*WHAT IS NEEDED*: Transcribe each of the entries exactly.

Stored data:
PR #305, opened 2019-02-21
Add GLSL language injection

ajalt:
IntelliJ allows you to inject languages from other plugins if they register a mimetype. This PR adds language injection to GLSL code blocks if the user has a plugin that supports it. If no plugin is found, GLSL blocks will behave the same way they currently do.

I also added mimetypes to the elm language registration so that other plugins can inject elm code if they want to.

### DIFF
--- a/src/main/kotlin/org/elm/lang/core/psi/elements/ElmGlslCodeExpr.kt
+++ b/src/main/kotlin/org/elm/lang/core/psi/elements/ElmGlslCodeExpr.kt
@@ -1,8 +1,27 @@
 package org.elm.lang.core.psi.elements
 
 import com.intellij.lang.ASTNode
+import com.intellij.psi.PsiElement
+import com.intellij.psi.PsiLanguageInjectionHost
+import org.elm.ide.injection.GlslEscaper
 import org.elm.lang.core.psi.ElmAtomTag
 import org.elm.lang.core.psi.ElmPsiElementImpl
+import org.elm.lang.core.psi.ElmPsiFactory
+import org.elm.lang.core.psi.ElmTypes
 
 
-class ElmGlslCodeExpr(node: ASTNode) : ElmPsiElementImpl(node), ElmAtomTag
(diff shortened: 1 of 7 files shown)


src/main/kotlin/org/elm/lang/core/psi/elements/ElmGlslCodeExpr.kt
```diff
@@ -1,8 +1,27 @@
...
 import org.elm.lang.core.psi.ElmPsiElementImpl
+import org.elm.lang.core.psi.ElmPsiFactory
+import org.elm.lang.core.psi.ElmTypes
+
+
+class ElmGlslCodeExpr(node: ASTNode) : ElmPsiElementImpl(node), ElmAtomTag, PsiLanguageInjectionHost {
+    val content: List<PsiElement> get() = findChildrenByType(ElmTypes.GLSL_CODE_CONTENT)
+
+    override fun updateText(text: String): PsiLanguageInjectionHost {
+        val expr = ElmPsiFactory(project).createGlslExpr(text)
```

*THE COMPLETED TASK*:
PR #305, opened 2019-02-21
Add GLSL language injection

ajalt:
IntelliJ allows you to inject languages from other plugins if they register a mimetype. This PR adds language injection to GLSL code blocks if the user has a plugin that supports it. If no plugin is found, GLSL blocks will behave the same way they currently do.

I also added mimetypes to the elm language registration so that other plugins can inject elm code if they want to.

### DIFF
--- a/src/main/kotlin/org/elm/lang/core/psi/elements/ElmGlslCodeExpr.kt
+++ b/src/main/kotlin/org/elm/lang/core/psi/elements/ElmGlslCodeExpr.kt
@@ -1,8 +1,27 @@
 package org.elm.lang.core.psi.elements
 
 import com.intellij.lang.ASTNode
+import com.intellij.psi.PsiElement
+import com.intellij.psi.PsiLanguageInjectionHost
+import org.elm.ide.injection.GlslEscaper
 import org.elm.lang.core.psi.ElmAtomTag
 import org.elm.lang.core.psi.ElmPsiElementImpl
+import org.elm.lang.core.psi.ElmPsiFactory
+import org.elm.lang.core.psi.ElmTypes
 
 
-class ElmGlslCodeExpr(node: ASTNode) : ElmPsiElementImpl(node), ElmAtomTag
(diff shortened: 1 of 7 files shown)


src/main/kotlin/org/elm/lang/core/psi/elements/ElmGlslCodeExpr.kt
```diff
@@ -1,8 +1,27 @@
...
 import org.elm.lang.core.psi.ElmPsiElementImpl
+import org.elm.lang.core.psi.ElmPsiFactory
+import org.elm.lang.core.psi.ElmTypes
+
+
+class ElmGlslCodeExpr(node: ASTNode) : ElmPsiElementImpl(node), ElmAtomTag, PsiLanguageInjectionHost {
+    val content: List<PsiElement> get() = findChildrenByType(ElmTypes.GLSL_CODE_CONTENT)
+
+    override fun updateText(text: String): PsiLanguageInjectionHost {
+        val expr = ElmPsiFactory(project).createGlslExpr(text)
```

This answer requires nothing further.